Парень хотел возразить, но вовремя вспомнил, что делать этого категорически не следует. В ответ он лишь разочарованно вздохнул, и направился к выходу. Там он на миг задержался, положив с боем добытый предмет, и брезгливо отдернул паутину, стараясь по возможности ее не касаться. Как на зло, белая дрянь липла к его пальцам и не желала их отпускать.

– Эй, парень! – раздался вдруг голос за его спиной, и на этот раз он звучал на удивление мягко. – Кажется, тебя зовут Волк?

– Д-да. Так точно, Сотник!

– Сделай-ка для меня еще одно дело…

– Все что угодно!

– Сегодня ты найдешь Музыканта в Круглом переходе, что возле телебашни. Постарайся не спускать с него глаз как можно дольше.

– А если я не найду Его там? – голос Волка слегка дрожал от волнения.

Голос Ангела напротив, был таким бархатно-мягким, что им можно было вытирать пыль с грампластинок:

– Ну так постарайся, чтобы Он туда пришел!

Уже грохоча по дряхлой лестнице, молодой человек вдруг остановился на полушаге, словно его прикололи к воздуху булавкой, и тихо произнес:

– А почему именно к телебашне?

Ответ прозвучал незамедлительно и отовсюду:

– Потому что оттуда открывается неплохой вид!

Когда парень едва ли не кубарем скатился по оставшимся ступенькам, Аббадониэль вновь обрел видимость и позволил себе улыбнуться. Несмотря на избыток неотложных дел, он редко упускал возможность посмеяться над людьми – их на редкость глупый вид в момент растерянности был слишком большим искушением. Вот и сейчас Ангел не смог устоять.

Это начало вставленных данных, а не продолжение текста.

PR #931, opened 2017-10-18
config-linux: add SHOULD to linux.namespaces.type

q384566678:
In the  https://github.com/opencontainers/runtime-tools/pull/486 appeared in this problem, I think this will be better to modify.


config-linux.md
```diff
@@ -26,7 +26,7 @@ For more information, see the [namespaces(7)][namespaces.7_2] man page.
 Namespaces are specified as an array of entries inside the `namespaces` root field.
 The following parameters can be specified to set up namespaces:
 
-* **`type`** *(string, REQUIRED)* - namespace type. The following namespace types are supported:
+* **`type`** *(string, REQUIRED)* - namespace type. The following namespace types SHOULD be supported:
```
wking: In the runtime-spec PR, [you're claiming a config validation][1], but the "supported" language here sounds like it targets the runtime.  How about:

> Configuration SHOULD use, and runtimes SHOULD support, the following types:

Personally, I'd prefer MUSTing runtime support (more in #813), but even SHOULD would better than the current lack of RFC 2119 language.

[1]: https://github.com/opencontainers/runtime-tools/pull/486/files#diff-8351286f57eb81e245c9c99c07f3b34fR898

vbatts:
_house keeping:_ I think the current vague language is being leveraged to not require certain kernel versions and features. Making this into RFC language `MUST` would not be acceptable. `SHOULD` is ok enough here.

LGTM

tianon:
LGTM

... however, this is conflicting now and needs a rebase :disappointed:

vbatts:
i've just messed this PR up, by trying to "fix" the commit within github ....

vbatts:
see #1025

Через пару мгновений его взгляд вновь упал на сверток, и на этот раз существа, серьезнее Аббадониэля просто не существовало в Городе. Он сорвал с изделия промасленную бумагу и застыл в изумлении, на миг ослепленный его совершенством. В это невозможно было поверить, но перед ним лежало то самое крыло, которого он лишился более полувека назад. Единственным различием между новым и прежним было то, что на этот раз оно было выполнено из металла. Но все шрамы, все отметины, оставленные многочисленными боями, все уроки бытия, полученные на собственном опыте, словно на пергаментном листе, были отражено здесь. Ангел раздора и разрушения даже прикрыл глаза, и с замиранием сердца провел рукой по шероховатостям нанесенных на металл рун. Да, это была его плоть.

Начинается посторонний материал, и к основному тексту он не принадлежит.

PR #932, opened 2017-10-18
config-linux: add Intel RDT/MBA Linux support

xiaochenshen:
Add support for Intel Resource Director Technology (RDT) /
Memory Bandwidth Allocation (MBA). Add memory bandwidth resource
constraints in Linux-specific configuration.

In this PR, the spec for memory bandwidth (memBwSchema) keeps
the same format as existed spec for L3 cache (l3CacheSchema)
for consistency and compatibility in runtime-spec 1.x.

Example:
```
"linux": {
    "intelRdt": {
        "l3CacheSchema": "L3:0=7f0;1=1f",
        "memBwSchema": "MB:0=20;1=70"
    }
}
```

This is the prerequisite of this runc proposal:
https://github.com/opencontainers/runc/issues/1596

For more information about Intel RDT/MBA, please refer to:
https://github.com/opencontainers/runc/issues/1596

Signed-off-by: Xiaochen Shen <xiaochen.shen@intel.com>

### DIFF
--- a/config-linux.md
+++ b/config-linux.md
@@ -491,7 +491,7 @@ You MUST specify at least one of the `hcaHandles` or `hcaObjects` in a given ent
     If `intelRdt` is set, the runtime MUST write the container process ID to the `tasks` file in a proper sub-directory in a mounted `resctrl` pseudo-filesystem. That sub-directory name is specified by `closID` parameter.
     If no mounted `resctrl` pseudo-filesystem is available in the [runtime mount namespace](glossary.md#runtime-namespace), the runtime MUST [generate an error](runtime.md#errors).
 
-    If `intelRdt` is not set, the runtime MUST NOT manipulate any `resctrl` pseudo-filesystems.
+If `intelRdt` is not set, the runtime MUST NOT manipulate any `resctrl` pseudo-filesystems.
 
 The following parameters can be specified for the container:
 
@@ -499,20 +499,33 @@ The following parameters can be specified for the container:
     If `closID` is set, runtimes MUST create `closID` directory in a mounted `resctrl` pseudo-filesystem if it doesn't exist. If not set, runtimes MUST use the container ID from [`start`](runtime.md#start) and create the `<container-id>` directory.
 
 * **`l3CacheSchema`** *(string, OPTIONAL)* - specifies the schema for L3 cache id and capacity bitmask (CBM).
-    If `l3CacheSchema` is set, runtimes MUST write the value to the `schemata` file in that sub-directory discussed in `closID`. If not set, runtimes MUST NOT write to `schemata` files in any `resctrl` pseudo-filesystems.
+    The value SHOULD start with `L3:` and SHOULD NOT contain newlines.
+* **`memBwSchema`** *(string, OPTIONAL)* - specifies the schema of memory bandwidth percentage per L3 cache id.
+    The value MUST start with `MB:` and MUST NOT contain newlines.
 
-    If `closID` and `l3CacheSchema` both are set, runtimes MUST compare `l3CacheSchema` value with `schemata` file, and [generate an error](runtime.md#errors) if doesn't match.
+    If both `l3CacheSchema` and `memBwSchema` are set, runtimes MUST write the combined value to the `schemata` file in that sub-directory discussed in `closID`.
+    If `l3CacheSchema` contains a line beginning with `MB:`, the value written to `schemata` file MUST be the non-`MB:` line(s) from `l3CacheSchema` and the line from `memBWSchema`.
+
+    If either `l3CacheSchema` or `memBwSchema` is set, runtimes MUST write the value to the `schemata` file in the that sub-directory discussed in `closID`.
+
+    If neither `l3CacheSchema` nor `memBwSchema` is set, runtimes MUST NOT write to `schemata` files in any `resctrl` pseudo-filesystems.
+
+    If `closID` is set, `l3CacheSchema` and/or `memBwSchema` is set, runtimes MUST compare `l3CacheSchema` and/or `memBwSchema` value with `schemata` file, and [generate an error](runtime.md#errors) if doesn't match.
 
 ### Example
 
-Consider a two-socket machine with two L3 caches where the default CBM is 0xfffff and the max CBM length is 20 bits.
-Tasks inside the container only have access to the "upper" 80% of L3 cache id 0 and the "lower" 50% L3 cache id 1:
+Consider a two-socket machine with two L3 caches where the default CBM is 0x7ff and the max CBM length is 11 bits,
+and minimum memory bandwidth of 10% with a memory bandwidth granularity of 10%.
+
+Tasks inside the container only have access to the "upper" 7/11 of L3 cache on socket 0 and the "lower" 5/11 L3 cache on socket 1,
+and may use a maximum memory bandwidth of 20% on socket 0 and 70% on socket 1.
 
 ```json
 "linux": {
     "intelRdt": {
         "closID": "guaranteed_group",
-        "l3CacheSchema": "L3:0=ffff0;1=3ff"
+        "l3CacheSchema": "L3:0=7f0;1=1f",
+        "memBwSchema": "MB:0=20;1=70"
     }
 }
 ```
--- a/schema/config-linux.json
+++ b/schema/config-linux.json
@@ -233,6 +233,10 @@
                     },
                     "l3CacheSchema": {
                         "type": "string"
+                    },
+                    "memBwSchema": {
+                        "type": "string",
+                        "pattern": "^MB:[^\\n]*$"
                     }
                 }
             }
--- a/specs-go/config.go
+++ b/specs-go/config.go
@@ -160,8 +160,8 @@ type Linux struct {
 	ReadonlyPaths []string `json:"readonlyPaths,omitempty"`
 	// MountLabel specifies the selinux context for the mounts in the container.
 	MountLabel string `json:"mountLabel,omitempty"`
-	// IntelRdt contains Intel Resource Director Technology (RDT) information
-	// for handling resource constraints (e.g., L3 cache) for the container
+	// IntelRdt contains Intel Resource Director Technology (RDT) information for
+	// handling resource constraints (e.g., L3 cache, memory bandwidth) for the container
 	IntelRdt *LinuxIntelRdt `json:"intelRdt,omitempty"`
 }
 
@@ -623,12 +623,16 @@ type LinuxSyscall struct {
 	Args   []LinuxSeccompArg  `json:"args,omitempty"`
 }
 
-// LinuxIntelRdt has container runtime resource constraints
-// for Intel RDT/CAT which introduced in Linux 4.10 kernel
+// LinuxIntelRdt has container runtime resource constraints for Intel RDT
+// CAT and MBA features which introduced in Linux 4.10 and 4.12 kernel
 type LinuxIntelRdt struct {
 	// The identity for RDT Class of Service
 	ClosID string `json:"closID,omitempty"`
 	// The schema for L3 cache id and capacity bitmask (CBM)
 	// Format: "L3:<cache_id0>=<cbm0>;<cache_id1>=<cbm1>;..."
 	L3CacheSchema string `json:"l3CacheSchema,omitempty"`
+
+	// The schema of memory bandwidth percentage per L3 cache id
+	// Format: "MB:<cache_id0>=bandwidth0;<cache_id1>=bandwidth1;..."
+	MemBwSchema string `json:"memBwSchema,omitempty"`
 }


config-linux.md
```diff
@@ -466,19 +466,37 @@ The following parameters can be specified to set up the controller:
 The following parameters can be specified for the container:
 
 * **`l3CacheSchema`** *(string, OPTIONAL)* - specifies the schema for L3 cache id and capacity bitmask (CBM).
-    If `l3CacheSchema` is set, runtimes MUST write the value to the `schemata` file in the `<container-id>` directory discussed in `intelRdt`.
+* **`memBwSchema`** *(array of objects, OPTIONAL)* - specifies the schema of memory bandwidth (b/w) percentage per L3 cache id.
```
crosbymichael: why not make this simpler with just or something of the like:

```
"bandwidth" : {
    "id": 0,
    "value" 70,
}
```

you don't have to prefix everything when they are part of an object, its implied that it is an attribute of the containing object.

xiaochenshen: @crosbymichael 
> why not make this simpler with just or something of the like:

It makes sense. Thank you.

config-linux.md
```diff
@@ -466,19 +466,37 @@ The following parameters can be specified to set up the controller:
...
-    If `l3CacheSchema` is set, runtimes MUST write the value to the `schemata` file in the `<container-id>` directory discussed in `intelRdt`.
+* **`memBandwidth`** *(array of objects, OPTIONAL)* - an array of memory bandwidth (b/w) percentage per L3 cache id.
+    Each entry has the following structure:
+    * **`id`** *(uint32, REQUIRED)* - L3 cache id
+    * **`value`** *(uint32, REQUIRED)* - memory bandwidth (b/w) percentage
+
+    If `l3CacheSchema` or `memBandwidth` is set, runtimes MUST write the value to the `schemata` file in the `<container-id>` directory discussed in `intelRdt`.
 
-    If `l3CacheSchema` is not set, runtimes MUST NOT write to `schemata` files in any `resctrl` pseudo-filesystems.
+    If neither `l3CacheSchema` nor `memBandwidth` is set, runtimes MUST NOT write to `schemata` files in any `resctrl` pseudo-filesystems.
```
wking: I don't think these two set/unset lines are quite right.  The old `l3CacheSchema` requirements were sufficient because the `l3CacheSchema` values were [expected to contain the `L3:` prefix][1].  However, dd23a4c9 only mentions the `MB:` prefix and related formatting the a non-normative Go comment.

If we go the structured route, I (which is where you seem to be taking `memBandwidth`, I think we need to make the `MB:<cache_id0>=bandwidth0;<cache_id1>=bandwidth1;...` formatting a normative part of the spec.  We'd also want to define the interactions between them (e.g. “the formatted lines MAY be written to `schemata` in any order, either with a single write or a series of writes”).  And I think we'd want to structure `l3CacheSchema` (as `l3CacheSchema2?`), both for consistency, and to avoid the ambiguity of:

```json
{
  "l3CacheSchema": "MB:0=50;1=50",
  "memBandwith": [{"id": 0, "value": 25}, {"id": 1, "value": 75}]
}
```


If we go the unstructured route (where `l3CacheSchema` already is), then we can just have an opaque array of strings.  Or even [a single string][2]:

```
"l3CacheSchema": "L3:0=3;1=c\nMB:0=50;1=50"
```

because [JSON allows escaped newlines][3].  At that point, the `l3CacheSchema` property name would be stale so it would be nice to rename it to something more generic (`schemata`?) in v2.  But I think it already does what you need here.

[1]: https://github.com/opencontainers/runtime-spec/blame/v1.0.0/config-linux.md#L471
[2]: https://git.kernel.org/pub/scm/linux/kernel/git/stable/linux-stable.git/tree/Documentation/x86/intel_rdt_ui.txt?h=v4.13.8#n197
[3]: https://tools.ietf.org/html/rfc7159#section-7

config-linux.md
```diff
@@ -466,19 +466,37 @@ The following parameters can be specified to set up the controller:
...
 
 ### Example
 
-Consider a two-socket machine with two L3 caches where the default CBM is 0xfffff and the max CBM length is 20 bits.
-Tasks inside the container only have access to the "upper" 80% of L3 cache id 0 and the "lower" 50% L3 cache id 1:
+Consider a two-socket machine with two L3 caches where the default CBM is 0x7ff and the max CBM length is 11 bits,
+and minimum memory b/w of 10% with a memory b/w granularity of 10%.
```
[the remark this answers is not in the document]
xiaochenshen: @wking 
> I don't think we need to abbreviate “bandwidth” in the docs. It won't take much longer to read, and slightly reduces the chance of confusion if we spell it out, instead of using “b/w”.

I agree with you. I will correct this.

config-linux.md
xiaochenshen: @wking 
> I don't think these two set/unset lines are quite right. The old l3CacheSchema requirements were sufficient because the l3CacheSchema values were expected to contain the L3: prefix. However, dd23a4c only mentions the MB: prefix and related formatting the a non-normative Go comment.

Actually, CAT and MBA features are orthogonal, each one doesn't depend on the other. We could see (1) either "L3 cache" or "memory bandwidth" schema available or (2) both "L3 cache" and "memory bandwidth" schemata are available with specific hardware and kernel configuration.

xiaochenshen: @wking 
> If we go the structured route, (which is where you seem to be taking memBandwidth), I think we need to make the MB:<cache_id0>=bandwidth0;<cache_id1>=bandwidth1;... formatting a normative part of the spec. ...

> If we go the unstructured route (where l3CacheSchema already is), then we can just have an opaque array of strings. Or even a single string: ...

Originally I proposed unstructured JSON format (opaque string: e.g., `"memBwSchema": "MB:0=20;1=70"`) for memory bandwidth schema in https://github.com/opencontainers/runc/issues/1596. 

@cyphar prefers structured JSON format (array of object: e.g., `"memBandwith": [{"id": 0, "value": 20}, {"id": 1, "value": 70}]`). @cyphar's justification in https://github.com/opencontainers/runc/issues/1596#issuecomment-330477399 makes sense (easy for spec validation, use interactively, easy to extend and etc.). In this PR I chose the structured JSON format.

The unstructured (opaque string) format also has some advantages: https://github.com/opencontainers/runc/issues/1596#issuecomment-330328687. It will be easier to conjunct L3 cache and memory bandwidth schema into a single string, and write once to schemata file. I'd like to hear other reviewers' opinions and suggestions.

For L3 cache schema, it is already used opaque string format (e.g., `"l3CacheSchema": "L3:0=7f0;1=1f"`). Anyway, I have plan to unify the formats for L3 cache and memory bandwidth. 

If we choose the structured JSON format, how about this mapping from the schemata file content to JSON config?
```
cat /sys/fs/resctrl/container_id/schemata
L3:0=7f0;1=1f
MB:0=20;1=70
```

```
"linux": {
    "intelRdt": {
        "l3Cache": [{"id": 0, "value": 7f0}, {"id": 1, "value": 1f}],
        "memBandwidth": [{"id": 0, "value": 20}, {"id": 1, "value": 70}]
    }
}
```

wking: > The unstructured (opaque string) format also has some advantages…

I agree that there are tradeoffs between structured data and isolating users from the underlying kernel API vs. unstructured data that provides more direct access to the underlying kernel API.  And I don't really care if we go with a structured approach or an unstructured approach.  What doesn't make sense to me is going with an unstructured approach for `l3CacheSchema` and then going for a structured approach in `memBandwidth`.  It seems like the “we should isolate config authors from the details of the kernel API” (or not) would be a decision that applied equally to everything under `intelRdt`.

> Anyway, I have plan to unify the formats for L3 cache and memory bandwidth.

I don't think the spec is a good place to play with the config format, because now that we've cut 1.0.0 with the existing `l3CacheSchema`, we need to continue to support it until this spec hits v2.  If we decided to go with [your unified, structured approach][1] (or [the unified, unstructured `schemata` I'd floated earlier][2], or some other approach), we'd need to continue to support the deprecated `l3CacheSchema` throughout the 1.x spec lifetime and define how the deprecated property interacted with the new properties.  But we certainly don't want to stamp a 1.1 with something that gets deprecated in 1.2, because then we have to support both the 1.0 `l3CacheSchema` and the 1.1 `otherDeprecatedThing` until 2.0.  So if you have plans for something unified, I think they belong in this PR, and not in follow-up work.

[1]: https://github.com/opencontainers/runtime-spec/pull/932#discussion_r145560769
[2]: https://github.com/opencontainers/runtime-spec/pull/932#discussion_r145528966

xiaochenshen: @wking 
@cyphar @crosbymichael 
/cc @vishh @mrunalp @vbatts @dqminh @philips @tianon @hqhq

> I don't think the spec is a good place to play with the config format, because now that we've cut 1.0.0 with the existing l3CacheSchema, we need to continue to support it until this spec hits v2. If we decided to go with your unified, structured approach (or the unified, unstructured schemata I'd floated earlier, or some other approach), we'd need to continue to support the deprecated l3CacheSchema throughout the 1.x spec lifetime and define how the deprecated property interacted with the new properties. But we certainly don't want to stamp a 1.1 with something that gets deprecated in 1.2, because then we have to support both the 1.0 l3CacheSchema and the 1.1 otherDeprecatedThing until 2.0. So if you have plans for something unified, I think they belong in this PR, and not in follow-up work.

I understood the consistency and compatibility requirement in runtime-spec. This is my plan:
1. Firstly, I will address "L3 cache" and "memory bandwidth" with `unified` formats in this single PR. 
2. To support existed "l3CacheSchema" throughout 1.x spec lifetime, and to avoid confusion of deprecated property, how about using similar "unified unstructured schemata" format for memory bandwidth in this PR and throughout 1.x runtime-spec and runc ?
3. If we have requirement to change all Intel RDT resources into "structured schemata" in spec 2.0 or newer version, I could open a new PR to slightly rework on appropriate time slot in the phase of spec 2.0.

Please help review and comment. Thank you!

wking: > This is my plan…

The plan sounds reasonable to me.  For the 1.x structure, we probably want at least SHOULDs for the `L3:` and `MB:` prefixes and internal newlines, and clear requirements for how we handle cases where those SHOULDs are violated.  MUSTs for those requirements would be nice, and we can do that for `memBandwidth`, but it may be too late to add new MUSTs to `l3CacheSchema`.

And there's also no reason we couldn't specify the 2.x structure now, as long as we document that the `*Schema` property overrides the analogous 2.x property when the 1.x property is set.  In that approach, the plan would be to have this PR deprecate `l3CacheSchema` and add `l3Cache` and `memBandwidth`.  We'd remove `l3CacheSchema` in 2.0.

config-linux.md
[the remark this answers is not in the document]
xiaochenshen: @wking 
@cyphar @crosbymichael 
/cc @vishh @mrunalp @vbatts @dqminh @philips @tianon @hqhq 

I have updated this PR according to @wking 's suggestion. Please help review at your convenience. Thank you.

In this PR, the spec for memory bandwidth (memBwSchema) keeps
the same format as existed spec for L3 cache (l3CacheSchema)
for consistency and compatibility in runtime-spec 1.x.

Example:
```
"linux": {
    "intelRdt": {
        "l3CacheSchema": "L3:0=7f0;1=1f",
        "memBwSchema": "MB:0=20;1=70"
    }
}
```

xiaochenshen:
@wking 
@cyphar @crosbymichael 
/cc @vishh @mrunalp @vbatts @dqminh @philips @tianon @hqhq 

I have updated this PR according to @wking 's suggestion. Please help review at your convenience. Thank you.

In this PR, the spec for memory bandwidth (memBwSchema) keeps
the same format as existed spec for L3 cache (l3CacheSchema)
for consistency and compatibility in runtime-spec 1.x.

Example:
```
"linux": {
    "intelRdt": {
        "l3CacheSchema": "L3:0=7f0;1=1f",
        "memBwSchema": "MB:0=20;1=70"
    }
}
```

config-linux.md
```diff
@@ -466,19 +466,26 @@ The following parameters can be specified to set up the controller:
 The following parameters can be specified for the container:
 
 * **`l3CacheSchema`** *(string, OPTIONAL)* - specifies the schema for L3 cache id and capacity bitmask (CBM).
-    If `l3CacheSchema` is set, runtimes MUST write the value to the `schemata` file in the `<container-id>` directory discussed in `intelRdt`.
+* **`memBwSchema`** *(string, OPTIONAL)* - specifies the schema of memory bandwidth percentage per L3 cache id.
```
wking: Can we get a line after this like:

> The value MUST start with `MB:` and MUST NOT contain newlines.

I'd like a similar line with MUST -> SHOULD for `l3CacheSchema` (or also with MUST if maintainers are comfortable with the [compat impact][1]).

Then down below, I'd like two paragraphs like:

Одним рывком Аббадониэль вскочил на ноги. Перехватив поудобнее крыло за ту часть, которой оно должно было сочленяться с плечевым поясом, Ангел глубоко вдохнул (теперь уже было не до проволочек) и резким движением загнал новую конечность себе под лопатку.

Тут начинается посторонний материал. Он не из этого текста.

PR #934, opened 2017-11-01
add RFC requirement for mountLabel

Mashimiao:


config-linux.md
```diff
@@ -629,7 +629,8 @@ The following parameters can be specified to set up seccomp:
 
 ## <a name="configLinuxMountLabel" />Mount Label
 
-**`mountLabel`** (string, OPTIONAL) will set the Selinux context for the mounts in the container.
+**`mountLabel`** (string, OPTIONAL) specifies SELinux context for the mounts in the container.
+    If `mountLabel` is set, the runtime MUST set SELinux context of the mounts in the container to the given value.
```
wking: I think you want to keep “the” before “SELinux context”.

Mashimiao:

hqhq:
LGTM

config-linux.md
```diff
@@ -629,7 +629,8 @@ The following parameters can be specified to set up seccomp:
 
 ## <a name="configLinuxMountLabel" />Mount Label
 
-**`mountLabel`** (string, OPTIONAL) will set the Selinux context for the mounts in the container.
+**`mountLabel`** (string, OPTIONAL) specifies the SELinux context for the mounts in the container.
+    If `mountLabel` is set, the runtime MUST set the SELinux context of the mounts in the container to the given value.
```
wking: You want to drop this indent (I've made that mistake before, #936 ;).

Mashimiao: updated, it seems we should submit a PR to fix other places.

Mashimiao:

TomSweeneyRedHat:
LGTM

Mashimiao:
@opencontainers/runtime-spec-maintainers   PTAL

vbatts:
NACK
I'm :+1: with @wking https://github.com/opencontainers/runtime-spec/pull/934#pullrequestreview-73498295 here.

На долгое мгновение Аббадониэля ослепила тень той прежней боли, которая разорвала его тело на куски больше полувека назад, под селением близ Львиной Могилы. Ангелу показалось, будто бы он снова увидел тот зенитный снаряд, с воем стремящийся в его объятия, и физически ощутил, как умирают клетки его тела. Дикий крик разрывающейся бомбы заполнил собой окрестности…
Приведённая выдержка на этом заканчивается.